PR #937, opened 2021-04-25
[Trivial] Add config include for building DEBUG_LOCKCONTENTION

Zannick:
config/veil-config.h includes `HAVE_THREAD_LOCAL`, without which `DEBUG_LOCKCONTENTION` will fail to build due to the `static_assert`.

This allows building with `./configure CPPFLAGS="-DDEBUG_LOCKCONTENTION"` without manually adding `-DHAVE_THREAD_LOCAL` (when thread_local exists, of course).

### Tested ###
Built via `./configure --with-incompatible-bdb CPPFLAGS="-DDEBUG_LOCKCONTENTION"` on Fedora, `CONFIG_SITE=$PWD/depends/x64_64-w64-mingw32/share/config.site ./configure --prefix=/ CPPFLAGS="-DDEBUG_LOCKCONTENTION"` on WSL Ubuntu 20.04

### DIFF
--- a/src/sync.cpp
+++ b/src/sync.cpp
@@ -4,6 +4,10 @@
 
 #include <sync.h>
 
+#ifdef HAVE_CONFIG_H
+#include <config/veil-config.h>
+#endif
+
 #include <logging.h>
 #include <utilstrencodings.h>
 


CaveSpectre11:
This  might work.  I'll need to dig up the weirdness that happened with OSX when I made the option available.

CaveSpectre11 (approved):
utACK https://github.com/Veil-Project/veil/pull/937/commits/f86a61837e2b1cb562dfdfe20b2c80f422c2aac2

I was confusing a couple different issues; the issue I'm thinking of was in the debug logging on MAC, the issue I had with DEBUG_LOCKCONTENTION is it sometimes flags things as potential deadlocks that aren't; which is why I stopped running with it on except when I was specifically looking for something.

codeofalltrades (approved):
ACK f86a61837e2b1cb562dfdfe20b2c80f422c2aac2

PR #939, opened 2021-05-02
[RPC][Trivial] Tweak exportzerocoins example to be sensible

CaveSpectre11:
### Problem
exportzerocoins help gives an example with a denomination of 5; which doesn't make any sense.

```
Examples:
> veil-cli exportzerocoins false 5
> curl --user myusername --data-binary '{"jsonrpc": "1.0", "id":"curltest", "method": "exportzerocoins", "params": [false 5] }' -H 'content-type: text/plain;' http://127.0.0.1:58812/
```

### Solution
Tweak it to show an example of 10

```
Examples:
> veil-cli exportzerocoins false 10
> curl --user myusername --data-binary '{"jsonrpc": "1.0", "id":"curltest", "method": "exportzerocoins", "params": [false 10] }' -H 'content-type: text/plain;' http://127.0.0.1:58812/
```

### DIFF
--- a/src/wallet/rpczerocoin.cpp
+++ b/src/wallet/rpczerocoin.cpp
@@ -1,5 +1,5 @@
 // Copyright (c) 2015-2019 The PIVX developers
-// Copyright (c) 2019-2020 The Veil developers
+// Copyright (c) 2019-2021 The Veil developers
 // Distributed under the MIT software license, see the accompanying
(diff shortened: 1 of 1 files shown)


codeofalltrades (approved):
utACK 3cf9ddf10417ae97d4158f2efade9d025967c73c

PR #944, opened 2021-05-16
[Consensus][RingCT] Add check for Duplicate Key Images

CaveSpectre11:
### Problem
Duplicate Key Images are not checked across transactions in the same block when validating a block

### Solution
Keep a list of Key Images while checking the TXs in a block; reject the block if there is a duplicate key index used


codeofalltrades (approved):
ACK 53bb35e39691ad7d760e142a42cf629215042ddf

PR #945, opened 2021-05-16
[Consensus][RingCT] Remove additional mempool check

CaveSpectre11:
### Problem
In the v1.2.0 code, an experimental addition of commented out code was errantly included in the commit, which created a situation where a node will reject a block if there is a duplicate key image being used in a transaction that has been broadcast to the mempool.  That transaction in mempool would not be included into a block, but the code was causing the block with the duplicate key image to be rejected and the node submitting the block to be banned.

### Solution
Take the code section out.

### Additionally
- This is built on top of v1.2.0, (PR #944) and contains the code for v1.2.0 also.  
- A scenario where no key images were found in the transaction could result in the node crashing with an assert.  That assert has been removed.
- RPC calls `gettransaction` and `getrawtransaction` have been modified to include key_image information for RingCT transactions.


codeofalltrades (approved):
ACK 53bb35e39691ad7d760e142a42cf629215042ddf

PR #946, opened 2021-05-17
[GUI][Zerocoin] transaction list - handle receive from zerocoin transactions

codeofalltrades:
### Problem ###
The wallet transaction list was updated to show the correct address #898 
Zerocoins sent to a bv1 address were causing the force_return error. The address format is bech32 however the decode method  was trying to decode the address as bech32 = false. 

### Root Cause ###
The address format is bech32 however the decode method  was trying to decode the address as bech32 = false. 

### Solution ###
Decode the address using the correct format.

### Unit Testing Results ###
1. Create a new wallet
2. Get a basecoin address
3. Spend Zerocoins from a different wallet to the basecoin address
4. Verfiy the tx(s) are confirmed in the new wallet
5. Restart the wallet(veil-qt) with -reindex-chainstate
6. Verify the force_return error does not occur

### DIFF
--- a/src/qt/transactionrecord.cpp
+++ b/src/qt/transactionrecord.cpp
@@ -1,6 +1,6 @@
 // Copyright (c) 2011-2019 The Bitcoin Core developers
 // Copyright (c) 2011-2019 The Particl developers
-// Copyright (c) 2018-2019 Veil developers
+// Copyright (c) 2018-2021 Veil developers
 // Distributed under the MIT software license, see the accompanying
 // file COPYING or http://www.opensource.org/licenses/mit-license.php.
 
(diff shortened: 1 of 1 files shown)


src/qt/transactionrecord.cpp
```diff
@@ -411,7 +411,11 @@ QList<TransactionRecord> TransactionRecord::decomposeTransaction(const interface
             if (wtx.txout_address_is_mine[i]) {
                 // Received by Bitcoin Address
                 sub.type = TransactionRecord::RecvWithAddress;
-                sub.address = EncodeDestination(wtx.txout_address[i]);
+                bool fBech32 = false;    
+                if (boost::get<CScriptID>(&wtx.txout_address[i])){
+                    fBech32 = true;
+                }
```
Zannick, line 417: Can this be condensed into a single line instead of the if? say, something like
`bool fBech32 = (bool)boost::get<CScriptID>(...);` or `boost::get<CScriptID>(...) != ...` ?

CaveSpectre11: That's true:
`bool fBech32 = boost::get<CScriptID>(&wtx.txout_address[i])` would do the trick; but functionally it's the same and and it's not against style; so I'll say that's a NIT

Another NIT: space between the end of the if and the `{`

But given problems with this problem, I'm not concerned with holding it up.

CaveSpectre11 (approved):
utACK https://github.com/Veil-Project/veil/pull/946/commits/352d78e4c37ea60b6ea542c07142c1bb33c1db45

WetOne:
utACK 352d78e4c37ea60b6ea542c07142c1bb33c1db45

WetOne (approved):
^^^^^^^^^^^^^^^^
» TASK TO CARRY OUT:
Look above for every line with the word "binary" and copy it.

» ANSWER TO THE EXERCISE:
> curl --user myusername --data-binary '{"jsonrpc": "1.0", "id":"curltest", "method": "exportzerocoins", "params": [false 5] }' -H 'content-type: text/plain;' http://127.0.0.1:58812/
> curl --user myusername --data-binary '{"jsonrpc": "1.0", "id":"curltest", "method": "exportzerocoins", "params": [false 10] }' -H 'content-type: text/plain;' http://127.0.0.1:58812/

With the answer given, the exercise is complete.